The next task is to figure out what works, and why. Finding useful tactics is helpful, but if we don’t have principles to help us understand what’s going on, our progress is going to be far slower than it should be. We need to develop theories that predict what works - in the words of one of Kurt Lewin (one of my intellectual heroes): “Nothing is as practical as a good theory.” Knowing why something’s true saves time and effort.

Academics or researchers in industry, if you’re reading this and agree, please forward this post to those you think might run experiments to test these things out. This is a target-rich environment, and only a few of us are trying. Happy also to talk about collaborating in this space.

And if you’re just out there in the wild with ChatGPT, I have a challenge for you, and a request: try this stuff out - especially sociological programming - and let us know what you find in the comments. I’ll do the same. This is an exciting time where you have exactly the same, state-of-the-art LLM in your hands as any researcher does. As I do generally in my research, we’re all on a hunt for a positive needle in a negative haystack. The next big discovery in social programming could just as well come from you as from some credentialed academic.

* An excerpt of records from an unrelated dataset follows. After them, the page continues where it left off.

PR #48, opened 2017-03-03
Introduce methods for undirected spanning trees and forests

wilfwilson:
The package already includes the property `IsUndirectedTree`, which decides whether a digraph is a tree in the usual graph-theoretic sense (symmetric, connected, no cycles).

This PR adds several new features related to undirected trees:

* property`IsUndirectedForest`: an undirected forest is a disjoint union of undirected trees.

The key is we all have to share what we’re learning. We have to do this socially. Right now the incentives for isolated use of LLMs are strong. You get a quick result and you move on. That blocks a key mechanism for progress: learning from all our individual experimentation out there.

So let’s start programming these social machines, socially - as in sharing, connecting, and learning together, as we learn individually. See you out there!